The term “abrasive material” or “abrasives” refers to small, solid particles mixed with or suspended in the jetting fluid to enhance erosional penetration of: (1) the pay zone; and/or (2) the cement sheath between the production casing and pay zone; and/or (3) the wall of the production casing at the point of desired casing exit.

The terms “tubular” or “tubular member” refer to any pipe, such as a joint of casing, a portion of a liner, a joint of tubing, a pup joint, or coiled tubing.

FIG. 2 is a perspective view of a hydraulic fracturing tree 200. The fracturing tree 200 comprises a series of control valves 210. The control valves 210 are arranged vertically along a metal body to form the fracturing tree 200. The control valves 210 provide selective fluid communication between fluid lines (not shown in FIG. 2) such as hydraulic fracturing fluid lines, and a wellbore.

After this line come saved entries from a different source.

PR #4685, opened 2023-09-18
Flatten table on sort

### LINKED ISSUE #4620: Apply sorting to the entire table

julieg18:
# 1/2 `main` <= this <= #4691 

## Demo

https://github.com/iterative/vscode-dvc/assets/43496356/1c3d0a62-6ece-47a6-a6c4-b72bbfc47405

## To Do

- [x] Remove possible duplicate rows (https://github.com/iterative/vscode-dvc/pull/4685#discussion_r1338040254) (done in #4735)

Fixes #4620


extension/src/experiments/model/index.ts
```diff
@@ -437,28 +438,21 @@ export class ExperimentsModel extends ModelWithPersistence {
...
+    const workspaceBranch = {
+      branch: WORKSPACE_BRANCH,
+      ...this.addDetails(this.workspace)
     }
+    const rowsAcc: Commit[] = []
+    const sorts = this.getSorts()
+    const flattenRows = sorts.length > 0
 
-    return rows
+    for (const { branch, sha } of this.rowOrder) {
```
mattseddon, line 452: [I] If we have sorts. Let's not collect the data with `subrows` let's have a separate branch of logic which collects the data and returns it. If we don't have sorts leave the logic as it was previously.

(As discussed on a call) This gives us:

1. Breadcrumbs for the table being flat when sorts are applied (think method names)
2. Opportunity to filter correctly when the table is flat (simplify logic for filtering as don't have to retain "filtered parents" if children as unfiltered.
3. No need to collect subrows then mutate the data further (simpler logic overall).

extension/src/test/fixtures/expShow/sorted/rows.ts
```diff
@@ -0,0 +1,348 @@
+import { join } from '../../../util/path'
```
julieg18, line 1: image

The large numbers are mainly due to:
* adding a new code fixture for Storybook (`fixtures/expShow/sorted`)
* Moving the `getRowModel` mock function value outside of a describe block inside of `TableContent.tsx`

extension/src/experiments/model/index.ts
julieg18: Moved the logic to `getFlattenedRowData` that gets called inside of `getRowData` if there are sorts.

extension/src/test/fixtures/expShow/sorted/tableData.ts
```diff
@@ -0,0 +1,19 @@
+import columns from './columns'
+import rows from './rows'
+import defaultData from '../base/tableData'
+import { TableData } from '../../../../experiments/webview/contract'
+
+const data: TableData = {
+  ...defaultData,
```
julieg18, line 7: `sorted/tableData` is a slightly simplified (no deps and no selected exps) version of `base/tableData`. We could simplify further though if preferred.

webview/src/stories/Table.stories.tsx
```diff
@@ -61,10 +62,7 @@ const tableData = getTableState({
   selectedBranches: [],
   selectedForPlotsCount: 2,
   showOnlyChanged: false,
-  sorts: [
```
julieg18, line 64: Sorts used to be a default addition to the storybooks but since `tableData` rows are different when they are sorted, I removed the default sorts array (sorts are still shown in our new sorted fixture and in the `deeplyNested` fixture).

extension/src/test/fixtures/expShow/sorted/rows.ts
julieg18: Probably should have moved the storybook changes in a separate chain pr 😅

extension/src/experiments/model/index.ts
```diff
@@ -829,4 +837,42 @@ export class ExperimentsModel extends ModelWithPersistence {
...
+
+    return commitsBySha
+  }
+
+  private getFlattenedRowData(workspaceRow: Commit): Commit[] {
+    const commitsBySha: { [sha: string]: Commit[] } =
+      this.applyFiltersToFlattenedCommits()
+    const rows = []
+
+    for (const { branch, sha } of this.rowOrder) {
```
mattseddon, line 865: [C] Once the table is flattened we could have duplicate entries right next to each other. We will need a way to collapse these rows:

image

mattseddon: The only thing that will differ between records will be the branch/tags. I think we should consider concatenating the information on multiple lines into a single cell.

webview/src/experiments/components/table/body/TableContent.test.tsx
```diff
@@ -19,210 +22,64 @@ jest.mock('../../../../shared/api')
...
-                  }
-                },
-                selected: false,
-                sha: 'ae4100a4b4a972c3ceffa3062739845d944b3ddf',
-                starred: false
-              }
-            ]
+const mockedGetIsExpanded = jest.fn()
+const mockedGetAllCells = jest.fn().mockReturnValue([1, 2, 3, 4, 5]) // Only needed as length
+const mockRowModel = {
```
mattseddon, line 27: [Q] Can we move this out of this file so that any further changes to this fixture aren't mixed in with test changes?

mattseddon (approved):
Good work.

One item for follow up.

webview/src/experiments/components/table/body/TableContent.test.tsx
julieg18: Moved into a separate file!

extension/src/experiments/model/index.ts
mattseddon: This needs to be fixed before moving on.

julieg18: > This needs to be fixed before moving on.

Oh, ok! Apologies, I misunderstood [your comment](https://github.com/iterative/vscode-dvc/pull/4685#pullrequestreview-1645603063).

tapadipti:
> @tapadipti, @dberenbaum we might want to consider flattening the table for sorting in Studio:

In the flattened table, some of the existing functionality may become a bit confusing. Eg, when a parent commit is hidden, all its exps get thidden. This will not be easy to visualize in a flat table. 

We recently included experiments in sorting, and atm it applies it hierarchically. That is, exps within a commit are sorted (similar to how it is in vs code before this pr?). We have a [follow-up issue](https://github.com/iterative/studio/issues/7639) to improve this, and we could include flattening the table as one of the options. But I think we should limit some functions in this mode.

@julieg18 Will vs code have different ways to sort or will this be the default and only way to sort the table?

julieg18:
> @julieg18 Will vs code have different ways to sort or will this be the default and only way to sort the table?

Currently flattening the rows is the only way to sort the table, but that could change depending on user feedback.

tapadipti:
> Currently flattening the rows is the only way to sort the table, but that could change depending on user feedback.

Thanks @julieg18. I've update the issue description for https://github.com/iterative/studio/issues/7639 and included this option (to flatten and sort the entire table).

mattseddon:
> In the flattened table, some of the existing functionality may become a bit confusing. Eg, when a parent commit is hidden, all its exps get thidden. This will not be easy to visualize in a flat table.

The extension uses different filtering logic in that it will keep a parent commit in the table if any of its children are unfiltered. We do however change the filtering logic when the table is flat. Each record is filtered individually.

> We recently included experiments in sorting, and atm it applies it hierarchically. That is, exps within a commit are sorted (similar to how it is in vs code before this pr?). We have a https://github.com/iterative/studio/issues/7639 to improve this, and we could include flattening the table as one of the options. But I think we should limit some functions in this mode.

That is also how the extension sorts experiments. All the user feedback that we have gotten is that this does not really help.

extension/src/experiments/model/index.ts
julieg18: Fixed in #4735

julieg18 (commented):
Alright, going to merge this! Last things left to do are:

*  Remove possible duplicate rows (https://github.com/iterative/vscode-dvc/pull/4685#discussion_r1338040254) (done in https://github.com/iterative/vscode-dvc/pull/4735)
* Make "Parent" and "Branch/Tags" columns sticky (https://github.com/iterative/vscode-dvc/pull/4691#discussion_r1338145437) 

I'll open a followup issue and start looking into the second task this sprint :)

PR #4687, opened 2023-09-19
Simplify data structure used to collect multisource encoding update

mattseddon:
Noticed that we were collecting data in a more complicated format than is needed/expected whilst working through the logic needed for https://github.com/iterative/dvc-render/pull/142

### DIFF
--- a/extension/src/plots/multiSource/collect.ts
+++ b/extension/src/plots/multiSource/collect.ts
@@ -119,31 +119,15 @@ const collectMultiSourceValues = (variations: Variations): Values => {
   return values
 }
 
-const sortDifferentVariations = (
-  differentVariations: { field: string; variations: number }[],
-  expectedOrder: string[]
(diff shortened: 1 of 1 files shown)


extension/src/plots/multiSource/collect.ts
```diff
@@ -265,16 +248,14 @@ const collectUnmergedShapeEncoding = (
...
-  lessValuesThanVariations: { field: string; variations: number }[]
+  lessValuesThanVariations: string[]
 ): void => {
   acc[path] = {
     ...acc[path],
     shape: collectEncodingFromValues(Shape, values, lessValuesThanVariations)
   }
 }
 
-// this is how we can collect the encoding for multi-source plots
```
mattseddon, line 276: [F] This was not meant to be committed.

julieg18 (approved):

In the illustrative view of FIG. 2, Arrows 201 are shown. The Arrows 201 indicate a direction of travel of a hydraulic fracturing fluid. The fracturing fluid is injected through an uppermost flow control valve 210U, down the tree 200, and into a wellbore (such as wellbore 100) at a pressure that is in excess of a determined formation parting pressure. In this way, the subsurface formation 20h may be fractured under hydraulic pressure. For example, a subsurface formation parting pressure may be 6,500 psi, while a hydraulic pumping pressure for the fracturing fluid may be at 8,000 psi.

Each control valve 210 comprises a gate (shown at 260 in FIG. 3) fabricated from a metal material. The gate 260 is translated linearly within a gate cavity (shown at 250 in FIG. 3) in response to movement of an actuator. In the arrangement of FIG. 2, the actuators are valve handles 215. Each handle 215 is manually rotated to open and close a respective valve 210. Of course, it is understood that the gates 260 may alternatively be translated remotely using a motor (not shown) controlled through a wireless receiver and/or hydraulic pistons controlled by an HPU or accumulator unit.

The control valves 210 are stacked along a central body 205. In one aspect, the control valves 210 form the central body 205. In another aspect, the central body 205 is made up of a series of so-called spacer spools. The spacer spools are essentially tubular subs that are added between adjacent fluid control valves (or “frac valves”) 210. The spacer spools 205 have studs coming out of the bodies instead of bodies that have API flanges on them. If the frac valves 210 have API flanges, those flanges are bolted to the flanges of the spacer spools 205. In any instance, the flow channels of the spacer spools 205 and the in-line control valves 210 form a continuous vertical bore, or flow channel (seen at 208 in FIG. 3 and in FIG. 4A). The bore 208 receives injection fluids through the respective control valves 210 as each gate 260 is translated to its open position.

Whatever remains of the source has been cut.